I’m trying to keep all this in mind because I’m a few days into a week without running. I’m doing this to rest my body and reset my mind. There’s a persistent pain in my hip that isn’t going away on its own and it’s causing some other issues along the kinetic chain. If I know my body, and I think I do, the hip pain is an early-warning sign that I’m pushing too hard and need to back off.
Mentally, I’ve been surprised at how much I’m enjoying not thinking about running. I haven’t thought about laying out clothes or planning routes. The post-run backpack that’s always ready to go is blissfully unpacked. All that tells me that taking a break is the right decision.

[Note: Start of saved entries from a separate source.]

Issue #321, opened 2017-01-11
Custom validators


okonet:
react-dropzone provides some simple validation out of the box like `accept`, `minSize` and `maxSize` but it lacks rejection reason (#257 and #319) so it's impossible to react to this rejection without the duplicating the validations in the user's component's code.

I have been thinking about implementing some kind of custom validator functions that you could then compose. Each such validator function should have a generic API. Something like this:

```jsx
import { validate, assertMaxFileSize, assertMinFileSize, asserFileType } from 'react-dropzone'

function onValidate(files) {
  const { acceptedFiles, rejectedFiles } = validate(assertMaxFileSize, assertMinFileSize, asserFileType)(files)
  return [ acceptedFiles, rejectedFiles ]
}

const MyDropZone = (props) => {
  return <Dropzone onValidate={onValidate} />
}
```

This would allow create custom validators and react to rejections appropriately in the UI.

Thoughts?

kandros:
I don't know, I believe simple validation like file-size and file-type is better as it is now, handled by the library and based on props, for more complex validation you can already handle all of them in the onDrop function, where you have access  to the files array already.

The example is not actually exposing the failure reasons.

what showed in #257 with the reasons exported (to match rejected files with a filter function) looks more intuitive

okonet:
The example is simplified of course, and the use case with the rejection reason should be handled by it as well (I open for suggestions here). I'm afraid that simple validations are often not enough and I want to keep the surface API of the library minimal.

I realize the current approach is a simpler one, but coupling the lib with validation purposes tends to increase the number of props and different combinations of them which IMO leads to complexity.

For instance, https://github.com/enyo/dropzone is very popular but it tries to solve all use cases which leads to enormous amount of options: http://www.dropzonejs.com/#configuration-options

kandros:
oh I see now, i tried to implement something and totally came up with the same solution, basically `onValidate` will pass `[ acceptedFiles, rejectedFiles ]` to the current implementation of onDrop right?

okonet:
Yeah, this is what I was thinking about. What is your experience with the similar implementation?

kandros:
Looks good to me, passing  `[ acceptedFiles, rejectedFiles ]` instead of a list of validation functions  makes it easier to handle errors or a per file basis instead of relying on the library

what about array of errors to each rejectedFile? so that we can handle multiple errors on a single file and push our internally
[...]

PR #468, opened 2017-08-01
Remove styles and make the component headless

okonet:
🚧🚧🚧
Please don't merge yet. Still WIP!!!
🚧🚧🚧

The idea of this PR is to remove the internal styles and element management and make the library "headless" i.e. not concerned about how styles applied to elements (like downshift). The dropzone component should only be concerned with drag-n-drop behavior leaving style management up to the user since every implementation can be unique.

~~We might consider creating a SimpleDropzone component for the backward compatibility and drop-in replacement for current installations.~~

- [ ] bugfix
- [x] feature
- [x] refactoring / style
- [ ] build / chore
- [ ] documentation

- [ ] Not relevant

- [ ] Not relevant

**Summary**

See discussion around https://github.com/okonet/react-dropzone/issues/321

Yes!

### DIFF
--- a/README.md
+++ b/README.md
@@ -20,15 +20,76 @@ Install it from npm and include it in your React build process (using [Webpack](
 npm install --save react-dropzone
 ```
 
-## Usage
-
-Import `Dropzone` in your React component:
+## Usage with ES2015 classes
 
 ```javascript
+import React from 'react'
+import cx from 'classnames'
 import Dropzone from 'react-dropzone'
+
+class MyDropzone extends React.Component {
+
+  onDrop = (acceptedFiles, rejectedFiles) => {
+    // Do something with files
+    // i.e. pre-process, upload etc.
+  }
+
+  render() {
+    return (
+      <Dropzone onDrop={this.onDrop}>
+        {
+          ({ isDragActive }) => {
+            return (
+              <div className={cx('dropzone', {
+                'dropzone--isActive': isDragActive
+              })}>
+              {
+                isDragActive ?
+                  <p>Drop files here...</p> :
+                  <p>Try dropping some files here, or click to select files to upload.</p>
+              }
+              </div>
+            )
+          }
+        }
+      </Dropzone>
+    );
+  }
+}
+
 ``` 
+
+## Usage as a HOC with stateless components
+
+```javascript
+import React from 'react'
+import cx from 'classnames'
+import { makeDropzone } from 'react-dropzone'
+
+function MyDropzone({ isDragActive }) {
+  const classNames = cx('dropzone', {
+    isActive: isDragActive
+  })
+  return (
+    <div className={classNames}>
+      { isDragActive ?
+          <p>Drop files here...</p> :
+          <p>Try dropping some files here, or click to select files to upload.</p>
+      }
+    </div>
+  );
+}
+
+// Call HoC with your component and options as arguments
+export default makeDropzone(MyDropzone, {
+  onDrop: (acceptedFiles, rejectedFiles) => {
+    // Do something with files
+    // i.e. pre-process, upload etc.
+  } 
+})
+```
   
-  and specify the `onDrop` method that accepts two arguments. The first argument represents the accepted files and the second argument the rejected files.
+The `onDrop` method that accepts two arguments. The first argument represents the accepted files and the second argument the rejected files.
   
 ```javascript
 function onDrop(acceptedFiles, rejectedFiles) {
@@ -45,13 +106,13 @@ Using `react-dropzone` is similar to using a file form field, but instead of get
 Specifying the `onDrop` method, provides you with an array of [Files](https://developer.mozilla.org/en-US/docs/Web/API/File) which you can then send to a server. For example, with [SuperAgent](https://github.com/visionmedia/superagent) as a http/ajax library:
 
 ```javascript
-    onDrop: acceptedFiles => {
-        const req = request.post('/upload');
-        acceptedFiles.forEach(file => {
-            req.attach(file.name, file);
-        });
-        req.end(callback);
-    }
+function onDrop(acceptedFiles) {
+  const req = request.post('/upload')
+  acceptedFiles.forEach(file => {
+      req.attach(file.name, file)
+  })
+  req.end(callback)
+}
 ```
 
 ## PropTypes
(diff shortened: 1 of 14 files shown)


okonet:
@SaraVieira it's still WIP and I need some help on this one if you have time.

headzoo:
I like the idea here, because the first thing I do anytime I use this component is remove the default styles.

One thing I noticed was this bit of code [here](https://github.com/react-dropzone/react-dropzone/blob/e1f30525bf7b3d59efd1bf7bc6e8e2b81012340a/src/index.js#L291):

```js
// Remove custom properties before passing them to the wrapper div element
const customProps = [
  'acceptedFiles',
  'preventDropOnDocument',
  'disablePreview',
  'disableClick',
  'onDropAccepted',
  'onDropRejected',
  'onFileDialogCancel',
  'maxSize',
  'minSize'
]
const divProps = { ...rest }
customProps.forEach(prop => delete divProps[prop])
```

Take a look at how I handle this in other projects, like [here](https://github.com/deskpro/deskpro-components/blob/master/src/Components/Alert.jsx#L68):

```js
<div {...objectKeyFilter(props, Alert.propTypes)}>
```

The general idea is getting a list of keys from `Dropzone.propTypes`  instead of maintaining a separate list in `customProps`. That way you don't have to remember to update `customProps` anytime the component props are changed.

okonet:
@headzoo looks like https://github.com/react-dropzone/react-dropzone/blob/e1f30525bf7b3d59efd1bf7bc6e8e2b81012340a/src/index.js#L291-L303 isn't being used in the branch.

hubgit:
I think the concept of this PR is correct, but I wonder if it might make sense to create a brand new class for the HOC, leaving the old one intact but deprecated.

It would mean some duplicated code, until the old class is removed, but would allow for a cleaner rewrite of the main component.

donysukardi:
I attempted to write the render function the primitive way, i.e. leaving the actual rendering to user, ala [downshift](https://github.com/paypal/downshift) so that we don't render unnecessary div.

```js
<Dropzone onDrop={this.onDrop.bind(this)}>
  {({ rootProps, inputProps, isDragActive, isDragAccept, isDragReject }) => (
    <div {...rootProps}> { /* We can fit styled-components perfectly here */ }
      <input {...inputProps} />
    /div>
  )}
</Dropzone>
```

The code can be found here - https://github.com/donysukardi/react-dropzone/blob/51a24e180cbc94bbbbe6b4363a0edf929ff8fe05/src/index.js#L265-L308

okonet:
@donysukardi I like the idea of stealing ideas from downshift. I already have similar approach in mind but I don't have time to finalize it. Feel free to help! Check out my branch and create a PR against it. It needs tests fixed, too. Thanks!

donysukardi:
Sure. Let me work on that! :D

okonet:
@donysukardi after looking at your PR I don't think it's worth doing TBH. I think it's an unnecessary complexity. Instead, I'd suggest we create a prop on the root `Dropzone` component that would allow passing a pre-assembled `input` that would allow customizations but by default, our `input` would just be rendered inside the container with all required props. Thoughts?

okonet:
Want to help?

donysukardi:
Sure.. How could I help? Fire away 🔥

okonet:
Not sure but a review would be good already. Also let us know what you think of the API

README.md
```diff
@@ -20,38 +20,104 @@ Install it from npm and include it in your React build process (using [Webpack](
...
+gives you maximum flexibility to render what, when, and wherever you like. You
+call these on the element in question (for example: `<div {...getRootProps()}`)). It's advisable to pass all your props to that function
+rather than applying them on the element yourself to avoid your props being
+overridden (or overriding the props returned). For example:
+`getRootProps({onClick(event) {console.log(event)}})`.
+
+| property          | type           | description                                                                    |
+| ----------------- | -------------- | ------------------------------------------------------------------------------ |
+| `getRootProps`    | `function({})` | Returns the props you should apply to the root drop container you render       |
+| `getInputProps`   | `function({})` | Returns the props you should apply to hidden file input you render             |
```
bebraw: I think we might be able to generate the tables with markdown-magic. Nicer to maintain.

examples/Basic/Readme.md
```diff
@@ -1,12 +1,15 @@
...
 class Basic extends React.Component {
-  constructor() {
-    super()
+  constructor(props) {
+    super(props)
     this.state = { files: [] }
+    this.onDrop = this.onDrop.bind(this)
   }
-
+
```
bebraw: How new style do you prefer here?

examples/Styling/Readme.md
```diff
@@ -1,23 +1,83 @@
...
+      </div>
+    )
   }}
 </Dropzone>
 ```
+
+### Using styled-components
+
+```
+const styled = require('styled-components').default;
```
bebraw: Maybe ES6 import instead?

README.md
okonet: Ideally these should be generated from code. If that's not possible then yes, let's use some tool. maintaining this will be madness!

examples/Basic/Readme.md
okonet: What?

examples/Styling/Readme.md
okonet: We need to upgrade styleguidist then?

examples/Basic/Readme.md
bebraw: I mean, code style (state to class, new style binding).

examples/Styling/Readme.md
bebraw: Likely worth doing in a separate PR, yeah. No need to fix yet.

src/index.js
```diff
@@ -400,9 +333,22 @@ Dropzone.propTypes = {
   accept: PropTypes.string,
 
   /**
-   * Contents of the dropzone
+   * Render function that renders the actual component. It receives object with the following properties,
+   * @param {Function} getRootProps
```
rolandjitsu: I think the jsdoc syntax for [params](http://usejsdoc.org/tags-param.html) is:
```js
/**
 * @param {Object} props
 * @param {Function} props.getInputProps
 ...
 */
```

This is my hibernation week, but I’m not letting things go entirely. Instead, I’m doubling down on all those other elements in my toolkit. I’m eating cleaner, sleeping longer, and devoting more time to strength training.
As for those moments of clarity, I’m counting on some brisk morning walks to fill the void. After all, it only takes a few minutes to get that positive energy flowing.
Hi Paul. Just want to write to say thank you for putting together this blog. I have been reading but this is my first time commenting. I really appreciate the honesty with which you construct these posts. I too found running in a search for tools to help with mental health and depression. I got out of the rhythm in the past few years but this fall I started up again and am currently progressing well running through my first Canadian winter. The goal is a half-marathon in the summer. These posts are really motivational for me and help me take time out of my day for self-reflection on what it is that I am aiming to get out of running. - Caleb
I think that one of the things that keeps me coming back to your newsletter is just how self-aware you are. You’re honest with yourself, listen to signs from your body, recognize difficulty and where you struggle...and openly talk about it. It may be the case that running is part of your toolkit, but so is this blog. Stay you, Paul. You’re doing great.